### Problem details
The required result is every line of the records that includes "value".

### The input

PR #1840, opened 2020-11-06
IP Blocks: Match any IP in X-Forwarded-For

joshbetz:
The X-Forwarded-For header can be a list of IPs, separated by commas. In order to catch those cases, we need to parse that list of IPs and evaluate them individually.


lib/class-vip-request-block.php
```diff
@@ -32,8 +32,15 @@ public static function ip( string $value ) {
 		}
 
 		// phpcs:ignore WordPressVIPMinimum.Variables.ServerVariables.UserControlledHeaders, WordPressVIPMinimum.Variables.RestrictedVariables.cache_constraints___SERVER__HTTP_USER_AGENT__
```
GaryJones, line 34:
```suggestion
		// phpcs:ignore WordPressVIPMinimum.Variables.ServerVariables.UserControlledHeaders
```

lib/class-vip-request-block.php
```diff
@@ -32,8 +32,15 @@ public static function ip( string $value ) {
...
-		if ( isset( $_SERVER['HTTP_X_FORWARDED_FOR'] ) && $value === $_SERVER['HTTP_X_FORWARDED_FOR'] ) {
-			return self::block_and_log( $value, 'x-forwarded-for' );
+		if ( isset( $_SERVER['HTTP_X_FORWARDED_FOR'] ) ) {
+			$ips = explode( ',', $value );
```
GaryJones, line 36: You're checking for whether a heading has been set, but then there's an assumption that what has been passed into this method (`$value`) is indeed the value of that header. That seems broken.

GaryJones (changes requested):

lib/class-vip-request-block.php
rinatkhaziev: I think maybe a simple `stripos` would do in this case? Seems faster than splitting and then comparing each individual IP.

rinatkhaziev: @joshbetz do you want to take another swing at this?

rinatkhaziev:
Superseded by #2080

### Your response
@@ -32,8 +32,15 @@ public static function ip( string $value ) {
@@ -32,8 +32,15 @@ public static function ip( string $value ) {
-		if ( isset( $_SERVER['HTTP_X_FORWARDED_FOR'] ) && $value === $_SERVER['HTTP_X_FORWARDED_FOR'] ) {
-			return self::block_and_log( $value, 'x-forwarded-for' );
+			$ips = explode( ',', $value );
GaryJones, line 36: You're checking for whether a heading has been set, but then there's an assumption that what has been passed into this method (`$value`) is indeed the value of that header. That seems broken.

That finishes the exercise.